**Requirement**
Once you find a line containing the word "case" in the entries below, copy it.

**Records from a collection**

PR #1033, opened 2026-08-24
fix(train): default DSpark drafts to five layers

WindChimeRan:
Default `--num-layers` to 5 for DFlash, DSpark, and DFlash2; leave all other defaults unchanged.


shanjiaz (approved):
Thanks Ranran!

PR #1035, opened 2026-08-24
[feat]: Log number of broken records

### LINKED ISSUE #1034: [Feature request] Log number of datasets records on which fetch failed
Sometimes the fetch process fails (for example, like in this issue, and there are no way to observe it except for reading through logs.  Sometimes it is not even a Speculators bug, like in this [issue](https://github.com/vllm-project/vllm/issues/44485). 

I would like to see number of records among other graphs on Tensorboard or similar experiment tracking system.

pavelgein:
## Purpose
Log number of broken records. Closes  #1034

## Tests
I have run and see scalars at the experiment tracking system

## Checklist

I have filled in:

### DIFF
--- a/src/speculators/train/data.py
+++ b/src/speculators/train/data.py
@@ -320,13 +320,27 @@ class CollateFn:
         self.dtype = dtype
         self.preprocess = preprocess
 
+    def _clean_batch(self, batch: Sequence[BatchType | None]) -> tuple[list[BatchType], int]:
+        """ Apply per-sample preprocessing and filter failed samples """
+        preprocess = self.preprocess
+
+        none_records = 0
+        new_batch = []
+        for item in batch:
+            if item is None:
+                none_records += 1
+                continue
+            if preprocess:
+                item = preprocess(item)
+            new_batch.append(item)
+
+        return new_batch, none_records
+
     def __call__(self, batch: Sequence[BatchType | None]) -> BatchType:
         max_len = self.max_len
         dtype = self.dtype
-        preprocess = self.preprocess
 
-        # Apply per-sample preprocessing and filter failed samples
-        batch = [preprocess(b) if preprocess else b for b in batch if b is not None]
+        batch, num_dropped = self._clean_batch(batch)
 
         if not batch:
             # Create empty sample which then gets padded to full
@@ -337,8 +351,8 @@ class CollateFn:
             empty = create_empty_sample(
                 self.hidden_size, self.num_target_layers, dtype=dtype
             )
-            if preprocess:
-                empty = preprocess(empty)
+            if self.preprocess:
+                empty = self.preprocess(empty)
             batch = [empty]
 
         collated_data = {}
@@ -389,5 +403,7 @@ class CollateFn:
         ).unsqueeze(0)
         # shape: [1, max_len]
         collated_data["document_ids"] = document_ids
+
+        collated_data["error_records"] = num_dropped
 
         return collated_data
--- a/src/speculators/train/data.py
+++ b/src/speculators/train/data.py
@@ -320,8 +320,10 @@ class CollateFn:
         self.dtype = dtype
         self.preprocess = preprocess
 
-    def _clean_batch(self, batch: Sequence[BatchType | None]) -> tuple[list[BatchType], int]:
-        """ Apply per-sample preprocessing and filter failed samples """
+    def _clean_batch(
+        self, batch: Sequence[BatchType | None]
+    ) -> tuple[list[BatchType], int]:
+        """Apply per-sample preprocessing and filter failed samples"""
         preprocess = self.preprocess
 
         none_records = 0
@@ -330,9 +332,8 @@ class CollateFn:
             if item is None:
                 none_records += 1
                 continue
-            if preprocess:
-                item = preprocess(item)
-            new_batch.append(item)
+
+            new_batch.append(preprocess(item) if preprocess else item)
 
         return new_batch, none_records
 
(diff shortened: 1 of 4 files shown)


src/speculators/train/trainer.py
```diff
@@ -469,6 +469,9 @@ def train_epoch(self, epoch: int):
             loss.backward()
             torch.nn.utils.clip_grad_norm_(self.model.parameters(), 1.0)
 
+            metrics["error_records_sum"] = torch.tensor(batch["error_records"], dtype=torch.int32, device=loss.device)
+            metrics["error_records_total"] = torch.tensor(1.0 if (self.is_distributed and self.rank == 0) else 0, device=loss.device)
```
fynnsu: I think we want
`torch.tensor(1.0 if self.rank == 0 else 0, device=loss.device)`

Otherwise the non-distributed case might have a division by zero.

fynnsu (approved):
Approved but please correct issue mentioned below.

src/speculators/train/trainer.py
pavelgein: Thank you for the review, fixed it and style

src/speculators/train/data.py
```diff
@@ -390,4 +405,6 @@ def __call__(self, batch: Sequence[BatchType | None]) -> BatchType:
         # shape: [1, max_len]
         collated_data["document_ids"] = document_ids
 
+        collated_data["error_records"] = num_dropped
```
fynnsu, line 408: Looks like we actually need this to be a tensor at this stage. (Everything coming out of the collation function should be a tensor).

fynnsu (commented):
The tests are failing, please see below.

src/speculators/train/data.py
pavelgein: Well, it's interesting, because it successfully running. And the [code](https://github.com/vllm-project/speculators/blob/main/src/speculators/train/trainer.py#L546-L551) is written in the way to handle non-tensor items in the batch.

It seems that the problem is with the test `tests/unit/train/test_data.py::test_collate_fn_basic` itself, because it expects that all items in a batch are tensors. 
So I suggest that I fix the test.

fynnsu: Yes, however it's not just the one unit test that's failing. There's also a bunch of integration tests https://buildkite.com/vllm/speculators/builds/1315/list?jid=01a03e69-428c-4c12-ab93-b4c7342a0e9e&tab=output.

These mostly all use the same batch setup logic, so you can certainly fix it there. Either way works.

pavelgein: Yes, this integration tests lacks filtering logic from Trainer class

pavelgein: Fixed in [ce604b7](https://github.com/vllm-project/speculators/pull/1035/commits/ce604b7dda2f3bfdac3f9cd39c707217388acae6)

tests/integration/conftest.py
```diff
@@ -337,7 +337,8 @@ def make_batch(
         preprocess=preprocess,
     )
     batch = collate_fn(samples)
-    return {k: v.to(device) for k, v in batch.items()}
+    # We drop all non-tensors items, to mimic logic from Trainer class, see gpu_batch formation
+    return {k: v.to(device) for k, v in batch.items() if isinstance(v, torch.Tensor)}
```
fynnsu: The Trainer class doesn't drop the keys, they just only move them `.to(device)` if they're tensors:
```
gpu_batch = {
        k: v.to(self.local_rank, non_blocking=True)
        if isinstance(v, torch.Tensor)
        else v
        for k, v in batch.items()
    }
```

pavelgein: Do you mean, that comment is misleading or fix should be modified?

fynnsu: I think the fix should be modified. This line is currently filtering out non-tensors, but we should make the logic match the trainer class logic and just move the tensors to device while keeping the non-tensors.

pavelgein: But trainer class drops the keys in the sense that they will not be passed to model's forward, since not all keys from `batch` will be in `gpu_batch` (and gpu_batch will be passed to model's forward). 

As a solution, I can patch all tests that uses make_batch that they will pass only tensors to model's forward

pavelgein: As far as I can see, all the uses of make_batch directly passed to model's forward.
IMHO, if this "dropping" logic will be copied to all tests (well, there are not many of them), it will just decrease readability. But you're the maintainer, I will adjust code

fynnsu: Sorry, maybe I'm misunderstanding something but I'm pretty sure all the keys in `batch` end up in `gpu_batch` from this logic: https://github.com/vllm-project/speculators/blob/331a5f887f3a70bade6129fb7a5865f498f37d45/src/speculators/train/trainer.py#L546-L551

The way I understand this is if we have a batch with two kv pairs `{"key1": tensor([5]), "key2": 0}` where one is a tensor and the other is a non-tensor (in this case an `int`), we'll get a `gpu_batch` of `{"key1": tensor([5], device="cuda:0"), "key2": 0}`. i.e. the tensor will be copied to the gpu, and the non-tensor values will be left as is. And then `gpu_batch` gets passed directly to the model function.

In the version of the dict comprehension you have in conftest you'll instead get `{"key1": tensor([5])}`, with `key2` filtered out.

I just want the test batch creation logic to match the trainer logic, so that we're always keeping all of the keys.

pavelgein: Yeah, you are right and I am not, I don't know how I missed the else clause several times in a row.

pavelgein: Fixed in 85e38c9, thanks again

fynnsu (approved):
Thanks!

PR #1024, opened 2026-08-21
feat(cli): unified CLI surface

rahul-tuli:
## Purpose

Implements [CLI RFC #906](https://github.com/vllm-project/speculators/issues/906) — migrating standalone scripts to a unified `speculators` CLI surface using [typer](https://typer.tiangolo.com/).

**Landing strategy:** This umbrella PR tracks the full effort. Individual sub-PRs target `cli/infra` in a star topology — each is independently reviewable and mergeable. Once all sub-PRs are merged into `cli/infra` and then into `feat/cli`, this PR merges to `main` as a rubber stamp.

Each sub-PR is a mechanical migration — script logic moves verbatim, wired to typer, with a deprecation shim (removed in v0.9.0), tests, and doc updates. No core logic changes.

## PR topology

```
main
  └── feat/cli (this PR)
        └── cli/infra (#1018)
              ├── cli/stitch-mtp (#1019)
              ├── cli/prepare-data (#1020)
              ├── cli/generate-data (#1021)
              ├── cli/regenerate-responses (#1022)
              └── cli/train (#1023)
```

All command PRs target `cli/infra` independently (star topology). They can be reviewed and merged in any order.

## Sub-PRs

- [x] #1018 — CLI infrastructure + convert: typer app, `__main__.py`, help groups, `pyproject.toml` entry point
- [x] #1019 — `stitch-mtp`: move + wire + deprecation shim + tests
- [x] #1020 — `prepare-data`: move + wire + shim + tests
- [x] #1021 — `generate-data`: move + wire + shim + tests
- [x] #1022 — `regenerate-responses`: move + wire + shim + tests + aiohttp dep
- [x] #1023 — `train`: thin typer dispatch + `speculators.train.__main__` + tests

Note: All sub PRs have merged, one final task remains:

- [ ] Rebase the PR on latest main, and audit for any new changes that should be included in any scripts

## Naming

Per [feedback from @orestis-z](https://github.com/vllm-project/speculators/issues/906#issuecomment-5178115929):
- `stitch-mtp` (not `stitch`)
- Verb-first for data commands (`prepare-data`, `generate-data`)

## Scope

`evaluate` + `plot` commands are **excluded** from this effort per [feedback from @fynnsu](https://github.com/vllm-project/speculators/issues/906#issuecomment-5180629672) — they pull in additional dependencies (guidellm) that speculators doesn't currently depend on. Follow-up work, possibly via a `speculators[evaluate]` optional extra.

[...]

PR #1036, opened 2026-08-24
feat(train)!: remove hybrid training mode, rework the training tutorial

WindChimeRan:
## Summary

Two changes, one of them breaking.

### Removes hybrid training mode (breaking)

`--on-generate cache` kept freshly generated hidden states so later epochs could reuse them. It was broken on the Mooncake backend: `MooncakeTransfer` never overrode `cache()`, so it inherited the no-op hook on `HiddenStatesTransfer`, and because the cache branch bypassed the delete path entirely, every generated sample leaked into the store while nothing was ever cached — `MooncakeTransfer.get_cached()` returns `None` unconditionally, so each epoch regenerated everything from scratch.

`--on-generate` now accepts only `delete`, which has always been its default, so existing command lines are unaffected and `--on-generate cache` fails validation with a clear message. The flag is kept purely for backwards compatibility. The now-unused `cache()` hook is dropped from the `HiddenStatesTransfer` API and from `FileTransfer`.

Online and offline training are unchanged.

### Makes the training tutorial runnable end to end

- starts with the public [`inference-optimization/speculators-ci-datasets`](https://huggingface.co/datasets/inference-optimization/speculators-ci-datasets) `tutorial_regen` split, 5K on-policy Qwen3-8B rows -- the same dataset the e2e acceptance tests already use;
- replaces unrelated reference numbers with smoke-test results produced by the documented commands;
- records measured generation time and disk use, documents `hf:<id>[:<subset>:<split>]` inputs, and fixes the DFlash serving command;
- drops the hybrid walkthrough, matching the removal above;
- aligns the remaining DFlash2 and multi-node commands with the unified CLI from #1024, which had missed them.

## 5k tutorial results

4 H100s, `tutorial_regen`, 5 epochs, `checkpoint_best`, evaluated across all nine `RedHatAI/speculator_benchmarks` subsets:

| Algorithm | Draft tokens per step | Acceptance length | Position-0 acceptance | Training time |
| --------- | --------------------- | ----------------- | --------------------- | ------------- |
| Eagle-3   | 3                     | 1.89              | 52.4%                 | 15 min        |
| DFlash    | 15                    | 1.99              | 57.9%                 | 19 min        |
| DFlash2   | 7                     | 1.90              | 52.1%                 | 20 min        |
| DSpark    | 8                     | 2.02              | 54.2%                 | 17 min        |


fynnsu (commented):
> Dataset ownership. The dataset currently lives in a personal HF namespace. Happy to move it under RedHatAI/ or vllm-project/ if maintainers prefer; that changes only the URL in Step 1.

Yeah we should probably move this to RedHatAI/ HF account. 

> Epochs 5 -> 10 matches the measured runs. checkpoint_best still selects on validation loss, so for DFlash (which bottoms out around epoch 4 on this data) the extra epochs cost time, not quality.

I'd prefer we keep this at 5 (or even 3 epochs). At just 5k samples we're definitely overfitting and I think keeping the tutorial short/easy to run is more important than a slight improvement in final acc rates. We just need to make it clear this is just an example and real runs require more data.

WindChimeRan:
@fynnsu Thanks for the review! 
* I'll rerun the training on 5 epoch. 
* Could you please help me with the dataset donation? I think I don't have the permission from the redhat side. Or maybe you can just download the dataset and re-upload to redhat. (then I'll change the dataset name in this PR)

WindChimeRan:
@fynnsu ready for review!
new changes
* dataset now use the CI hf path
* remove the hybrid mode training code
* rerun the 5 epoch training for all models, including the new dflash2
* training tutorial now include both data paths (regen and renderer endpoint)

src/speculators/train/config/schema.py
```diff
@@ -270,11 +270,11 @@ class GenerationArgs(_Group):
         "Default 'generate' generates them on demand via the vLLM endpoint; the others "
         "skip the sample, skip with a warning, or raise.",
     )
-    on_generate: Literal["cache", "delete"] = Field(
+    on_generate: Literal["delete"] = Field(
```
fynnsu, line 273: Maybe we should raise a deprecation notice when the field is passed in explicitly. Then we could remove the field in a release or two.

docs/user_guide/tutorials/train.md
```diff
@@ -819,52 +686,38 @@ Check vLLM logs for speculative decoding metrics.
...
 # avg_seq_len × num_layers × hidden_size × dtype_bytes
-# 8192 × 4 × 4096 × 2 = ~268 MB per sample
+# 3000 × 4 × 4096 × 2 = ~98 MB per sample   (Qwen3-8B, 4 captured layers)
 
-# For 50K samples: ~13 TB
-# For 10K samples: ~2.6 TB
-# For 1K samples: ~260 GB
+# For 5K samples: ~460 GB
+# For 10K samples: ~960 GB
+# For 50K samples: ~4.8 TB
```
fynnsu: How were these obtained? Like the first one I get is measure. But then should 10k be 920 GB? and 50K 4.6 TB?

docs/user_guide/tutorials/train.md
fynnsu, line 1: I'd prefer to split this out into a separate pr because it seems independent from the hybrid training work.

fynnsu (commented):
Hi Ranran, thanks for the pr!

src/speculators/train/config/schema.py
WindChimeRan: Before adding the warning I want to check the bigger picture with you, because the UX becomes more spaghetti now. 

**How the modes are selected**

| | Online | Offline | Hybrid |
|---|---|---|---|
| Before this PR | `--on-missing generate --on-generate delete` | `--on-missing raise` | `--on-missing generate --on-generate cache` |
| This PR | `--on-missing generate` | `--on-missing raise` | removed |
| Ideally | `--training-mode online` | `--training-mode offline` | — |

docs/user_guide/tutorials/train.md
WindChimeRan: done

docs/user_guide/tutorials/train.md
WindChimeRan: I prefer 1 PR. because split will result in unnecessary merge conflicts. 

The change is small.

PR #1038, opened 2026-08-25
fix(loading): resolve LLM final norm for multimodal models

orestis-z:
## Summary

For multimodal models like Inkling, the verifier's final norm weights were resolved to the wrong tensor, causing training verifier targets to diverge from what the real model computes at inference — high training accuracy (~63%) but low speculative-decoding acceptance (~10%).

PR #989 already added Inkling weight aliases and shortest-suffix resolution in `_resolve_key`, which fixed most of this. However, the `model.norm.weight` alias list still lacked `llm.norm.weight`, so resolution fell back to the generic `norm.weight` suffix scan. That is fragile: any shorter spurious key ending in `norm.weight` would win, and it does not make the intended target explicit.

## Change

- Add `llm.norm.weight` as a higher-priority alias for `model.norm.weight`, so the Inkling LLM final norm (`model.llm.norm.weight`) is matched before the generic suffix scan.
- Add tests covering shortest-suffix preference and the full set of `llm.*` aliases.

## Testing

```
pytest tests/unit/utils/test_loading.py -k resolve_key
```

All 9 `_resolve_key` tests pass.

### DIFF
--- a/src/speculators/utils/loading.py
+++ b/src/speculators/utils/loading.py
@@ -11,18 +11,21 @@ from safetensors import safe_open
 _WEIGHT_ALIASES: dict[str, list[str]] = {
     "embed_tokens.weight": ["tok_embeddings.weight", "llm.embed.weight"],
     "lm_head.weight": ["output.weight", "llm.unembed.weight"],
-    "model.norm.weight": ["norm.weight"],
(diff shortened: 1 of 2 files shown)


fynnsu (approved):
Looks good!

**The completed task**
Otherwise the non-distributed case might have a division by zero.
The way I understand this is if we have a batch with two kv pairs `{"key1": tensor([5]), "key2": 0}` where one is a tensor and the other is a non-tensor (in this case an `int`), we'll get a `gpu_batch` of `{"key1": tensor([5], device="cuda:0"), "key2": 0}`. i.e. the tensor will be copied to the gpu, and the non-tensor values will be left as is. And then `gpu_batch` gets passed directly to the model function.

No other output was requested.